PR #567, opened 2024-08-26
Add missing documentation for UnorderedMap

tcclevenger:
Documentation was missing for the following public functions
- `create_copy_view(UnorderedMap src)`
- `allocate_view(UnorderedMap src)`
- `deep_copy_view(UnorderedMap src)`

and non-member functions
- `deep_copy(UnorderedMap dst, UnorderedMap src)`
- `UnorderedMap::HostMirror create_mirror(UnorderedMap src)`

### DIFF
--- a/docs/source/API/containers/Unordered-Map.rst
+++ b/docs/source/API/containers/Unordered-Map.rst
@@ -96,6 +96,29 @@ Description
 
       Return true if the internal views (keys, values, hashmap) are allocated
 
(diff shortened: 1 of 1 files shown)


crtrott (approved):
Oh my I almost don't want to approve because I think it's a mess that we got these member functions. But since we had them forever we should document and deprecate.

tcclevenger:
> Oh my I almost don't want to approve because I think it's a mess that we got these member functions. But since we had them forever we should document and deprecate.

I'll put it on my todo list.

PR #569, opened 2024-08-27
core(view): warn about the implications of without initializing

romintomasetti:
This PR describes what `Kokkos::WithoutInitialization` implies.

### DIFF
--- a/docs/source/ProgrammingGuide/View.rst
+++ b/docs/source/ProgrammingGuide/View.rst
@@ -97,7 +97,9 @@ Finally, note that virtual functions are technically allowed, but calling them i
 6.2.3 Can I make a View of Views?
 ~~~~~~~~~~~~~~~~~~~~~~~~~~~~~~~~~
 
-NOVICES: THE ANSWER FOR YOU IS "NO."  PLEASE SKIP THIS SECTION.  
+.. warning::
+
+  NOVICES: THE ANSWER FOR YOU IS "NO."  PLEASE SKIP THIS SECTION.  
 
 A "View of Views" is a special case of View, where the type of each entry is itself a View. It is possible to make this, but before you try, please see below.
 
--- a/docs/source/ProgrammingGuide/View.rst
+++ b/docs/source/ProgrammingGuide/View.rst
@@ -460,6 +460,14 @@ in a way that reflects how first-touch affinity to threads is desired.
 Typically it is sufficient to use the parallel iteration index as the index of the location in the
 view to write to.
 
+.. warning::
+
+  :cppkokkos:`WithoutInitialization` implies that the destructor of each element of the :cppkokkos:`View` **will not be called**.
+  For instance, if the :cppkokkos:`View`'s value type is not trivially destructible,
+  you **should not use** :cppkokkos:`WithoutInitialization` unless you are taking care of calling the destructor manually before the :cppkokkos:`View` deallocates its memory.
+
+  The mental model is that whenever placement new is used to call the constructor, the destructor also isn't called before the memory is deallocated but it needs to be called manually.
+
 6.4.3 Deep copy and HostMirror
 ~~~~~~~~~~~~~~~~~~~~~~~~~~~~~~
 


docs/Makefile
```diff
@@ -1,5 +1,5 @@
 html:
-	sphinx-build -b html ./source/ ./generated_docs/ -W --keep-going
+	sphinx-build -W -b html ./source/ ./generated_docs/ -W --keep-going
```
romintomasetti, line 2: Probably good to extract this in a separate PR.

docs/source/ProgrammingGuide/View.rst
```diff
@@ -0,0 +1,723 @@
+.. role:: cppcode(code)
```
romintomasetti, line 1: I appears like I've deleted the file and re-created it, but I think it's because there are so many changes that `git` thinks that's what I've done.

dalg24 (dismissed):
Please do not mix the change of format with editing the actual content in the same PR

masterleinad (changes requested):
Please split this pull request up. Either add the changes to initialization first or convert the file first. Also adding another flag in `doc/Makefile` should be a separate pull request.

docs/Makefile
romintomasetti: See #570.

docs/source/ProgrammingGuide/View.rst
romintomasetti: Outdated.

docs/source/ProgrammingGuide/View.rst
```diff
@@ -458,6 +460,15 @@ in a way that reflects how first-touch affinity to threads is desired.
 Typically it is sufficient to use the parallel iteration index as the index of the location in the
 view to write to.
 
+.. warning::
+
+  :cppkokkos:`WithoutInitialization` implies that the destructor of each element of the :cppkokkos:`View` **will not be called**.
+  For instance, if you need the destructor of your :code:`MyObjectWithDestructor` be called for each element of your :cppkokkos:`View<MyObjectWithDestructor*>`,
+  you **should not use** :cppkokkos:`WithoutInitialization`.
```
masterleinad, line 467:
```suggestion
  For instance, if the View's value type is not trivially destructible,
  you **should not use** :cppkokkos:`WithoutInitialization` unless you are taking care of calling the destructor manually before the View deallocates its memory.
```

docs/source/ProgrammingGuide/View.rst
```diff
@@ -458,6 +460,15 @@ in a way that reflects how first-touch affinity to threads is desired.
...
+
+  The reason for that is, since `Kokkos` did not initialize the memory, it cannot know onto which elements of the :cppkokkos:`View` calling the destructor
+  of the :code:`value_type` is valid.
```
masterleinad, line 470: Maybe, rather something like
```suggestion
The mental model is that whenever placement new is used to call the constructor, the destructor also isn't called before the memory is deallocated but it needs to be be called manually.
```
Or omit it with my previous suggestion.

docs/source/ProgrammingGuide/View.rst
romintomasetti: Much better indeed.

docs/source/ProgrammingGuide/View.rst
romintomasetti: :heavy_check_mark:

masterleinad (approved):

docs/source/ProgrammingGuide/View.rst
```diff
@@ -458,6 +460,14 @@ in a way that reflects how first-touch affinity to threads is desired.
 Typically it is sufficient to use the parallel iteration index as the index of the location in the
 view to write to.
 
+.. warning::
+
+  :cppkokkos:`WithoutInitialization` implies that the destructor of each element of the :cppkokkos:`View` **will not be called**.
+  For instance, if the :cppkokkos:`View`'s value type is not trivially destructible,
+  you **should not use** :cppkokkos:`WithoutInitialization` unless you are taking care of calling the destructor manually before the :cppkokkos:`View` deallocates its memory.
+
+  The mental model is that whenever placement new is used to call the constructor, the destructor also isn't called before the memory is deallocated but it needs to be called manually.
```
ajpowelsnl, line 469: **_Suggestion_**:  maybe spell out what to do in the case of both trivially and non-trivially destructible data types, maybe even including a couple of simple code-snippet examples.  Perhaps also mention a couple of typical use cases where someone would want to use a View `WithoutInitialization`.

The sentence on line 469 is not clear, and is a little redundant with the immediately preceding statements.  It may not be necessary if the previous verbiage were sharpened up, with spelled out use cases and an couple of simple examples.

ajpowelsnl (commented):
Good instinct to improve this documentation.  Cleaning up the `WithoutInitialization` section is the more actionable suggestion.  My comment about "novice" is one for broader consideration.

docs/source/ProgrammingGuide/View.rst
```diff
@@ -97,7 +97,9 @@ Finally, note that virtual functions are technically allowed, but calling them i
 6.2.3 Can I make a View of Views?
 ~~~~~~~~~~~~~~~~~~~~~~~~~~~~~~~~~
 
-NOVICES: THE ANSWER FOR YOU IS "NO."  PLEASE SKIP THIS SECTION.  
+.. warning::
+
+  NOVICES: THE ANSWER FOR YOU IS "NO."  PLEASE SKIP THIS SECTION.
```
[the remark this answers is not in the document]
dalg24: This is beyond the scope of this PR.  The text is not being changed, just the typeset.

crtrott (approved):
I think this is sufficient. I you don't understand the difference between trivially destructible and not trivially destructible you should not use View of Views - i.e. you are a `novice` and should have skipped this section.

- _Work order_: Without altering a single character, write out every record above.

- _Answer box_:
PR #567, opened 2024-08-26
Add missing documentation for UnorderedMap

tcclevenger:
Documentation was missing for the following public functions
- `create_copy_view(UnorderedMap src)`
- `allocate_view(UnorderedMap src)`
- `deep_copy_view(UnorderedMap src)`

and non-member functions
- `deep_copy(UnorderedMap dst, UnorderedMap src)`
- `UnorderedMap::HostMirror create_mirror(UnorderedMap src)`

### DIFF
--- a/docs/source/API/containers/Unordered-Map.rst
+++ b/docs/source/API/containers/Unordered-Map.rst
@@ -96,6 +96,29 @@ Description
 
       Return true if the internal views (keys, values, hashmap) are allocated
 
(diff shortened: 1 of 1 files shown)


crtrott (approved):
Oh my I almost don't want to approve because I think it's a mess that we got these member functions. But since we had them forever we should document and deprecate.

tcclevenger:
> Oh my I almost don't want to approve because I think it's a mess that we got these member functions. But since we had them forever we should document and deprecate.

I'll put it on my todo list.

PR #569, opened 2024-08-27
core(view): warn about the implications of without initializing

romintomasetti:
This PR describes what `Kokkos::WithoutInitialization` implies.

### DIFF
--- a/docs/source/ProgrammingGuide/View.rst
+++ b/docs/source/ProgrammingGuide/View.rst
@@ -97,7 +97,9 @@ Finally, note that virtual functions are technically allowed, but calling them i
 6.2.3 Can I make a View of Views?
 ~~~~~~~~~~~~~~~~~~~~~~~~~~~~~~~~~
 
-NOVICES: THE ANSWER FOR YOU IS "NO."  PLEASE SKIP THIS SECTION.  
+.. warning::
+
+  NOVICES: THE ANSWER FOR YOU IS "NO."  PLEASE SKIP THIS SECTION.  
 
 A "View of Views" is a special case of View, where the type of each entry is itself a View. It is possible to make this, but before you try, please see below.
 
--- a/docs/source/ProgrammingGuide/View.rst
+++ b/docs/source/ProgrammingGuide/View.rst
@@ -460,6 +460,14 @@ in a way that reflects how first-touch affinity to threads is desired.
 Typically it is sufficient to use the parallel iteration index as the index of the location in the
 view to write to.
 
+.. warning::
+
+  :cppkokkos:`WithoutInitialization` implies that the destructor of each element of the :cppkokkos:`View` **will not be called**.
+  For instance, if the :cppkokkos:`View`'s value type is not trivially destructible,
+  you **should not use** :cppkokkos:`WithoutInitialization` unless you are taking care of calling the destructor manually before the :cppkokkos:`View` deallocates its memory.
+
+  The mental model is that whenever placement new is used to call the constructor, the destructor also isn't called before the memory is deallocated but it needs to be called manually.
+
 6.4.3 Deep copy and HostMirror
 ~~~~~~~~~~~~~~~~~~~~~~~~~~~~~~
 


docs/Makefile
```diff
@@ -1,5 +1,5 @@
 html:
-	sphinx-build -b html ./source/ ./generated_docs/ -W --keep-going
+	sphinx-build -W -b html ./source/ ./generated_docs/ -W --keep-going
```
romintomasetti, line 2: Probably good to extract this in a separate PR.

docs/source/ProgrammingGuide/View.rst
```diff
@@ -0,0 +1,723 @@
+.. role:: cppcode(code)
```
romintomasetti, line 1: I appears like I've deleted the file and re-created it, but I think it's because there are so many changes that `git` thinks that's what I've done.

dalg24 (dismissed):
Please do not mix the change of format with editing the actual content in the same PR

masterleinad (changes requested):
Please split this pull request up. Either add the changes to initialization first or convert the file first. Also adding another flag in `doc/Makefile` should be a separate pull request.

docs/Makefile
romintomasetti: See #570.

docs/source/ProgrammingGuide/View.rst
romintomasetti: Outdated.

docs/source/ProgrammingGuide/View.rst
```diff
@@ -458,6 +460,15 @@ in a way that reflects how first-touch affinity to threads is desired.
 Typically it is sufficient to use the parallel iteration index as the index of the location in the
 view to write to.
 
+.. warning::
+
+  :cppkokkos:`WithoutInitialization` implies that the destructor of each element of the :cppkokkos:`View` **will not be called**.
+  For instance, if you need the destructor of your :code:`MyObjectWithDestructor` be called for each element of your :cppkokkos:`View<MyObjectWithDestructor*>`,
+  you **should not use** :cppkokkos:`WithoutInitialization`.
```
masterleinad, line 467:
```suggestion
  For instance, if the View's value type is not trivially destructible,
  you **should not use** :cppkokkos:`WithoutInitialization` unless you are taking care of calling the destructor manually before the View deallocates its memory.
```

docs/source/ProgrammingGuide/View.rst
```diff
@@ -458,6 +460,15 @@ in a way that reflects how first-touch affinity to threads is desired.
...
+
+  The reason for that is, since `Kokkos` did not initialize the memory, it cannot know onto which elements of the :cppkokkos:`View` calling the destructor
+  of the :code:`value_type` is valid.
```
masterleinad, line 470: Maybe, rather something like
```suggestion
The mental model is that whenever placement new is used to call the constructor, the destructor also isn't called before the memory is deallocated but it needs to be be called manually.
```
Or omit it with my previous suggestion.

docs/source/ProgrammingGuide/View.rst
romintomasetti: Much better indeed.

docs/source/ProgrammingGuide/View.rst
romintomasetti: :heavy_check_mark:

masterleinad (approved):

docs/source/ProgrammingGuide/View.rst
```diff
@@ -458,6 +460,14 @@ in a way that reflects how first-touch affinity to threads is desired.
 Typically it is sufficient to use the parallel iteration index as the index of the location in the
 view to write to.
 
+.. warning::
+
+  :cppkokkos:`WithoutInitialization` implies that the destructor of each element of the :cppkokkos:`View` **will not be called**.
+  For instance, if the :cppkokkos:`View`'s value type is not trivially destructible,
+  you **should not use** :cppkokkos:`WithoutInitialization` unless you are taking care of calling the destructor manually before the :cppkokkos:`View` deallocates its memory.
+
+  The mental model is that whenever placement new is used to call the constructor, the destructor also isn't called before the memory is deallocated but it needs to be called manually.
```
ajpowelsnl, line 469: **_Suggestion_**:  maybe spell out what to do in the case of both trivially and non-trivially destructible data types, maybe even including a couple of simple code-snippet examples.  Perhaps also mention a couple of typical use cases where someone would want to use a View `WithoutInitialization`.

The sentence on line 469 is not clear, and is a little redundant with the immediately preceding statements.  It may not be necessary if the previous verbiage were sharpened up, with spelled out use cases and an couple of simple examples.

ajpowelsnl (commented):
Good instinct to improve this documentation.  Cleaning up the `WithoutInitialization` section is the more actionable suggestion.  My comment about "novice" is one for broader consideration.

docs/source/ProgrammingGuide/View.rst
```diff
@@ -97,7 +97,9 @@ Finally, note that virtual functions are technically allowed, but calling them i
 6.2.3 Can I make a View of Views?
 ~~~~~~~~~~~~~~~~~~~~~~~~~~~~~~~~~
 
-NOVICES: THE ANSWER FOR YOU IS "NO."  PLEASE SKIP THIS SECTION.  
+.. warning::
+
+  NOVICES: THE ANSWER FOR YOU IS "NO."  PLEASE SKIP THIS SECTION.
```
[the remark this answers is not in the document]
dalg24: This is beyond the scope of this PR.  The text is not being changed, just the typeset.

crtrott (approved):
I think this is sufficient. I you don't understand the difference between trivially destructible and not trivially destructible you should not use View of Views - i.e. you are a `novice` and should have skipped this section.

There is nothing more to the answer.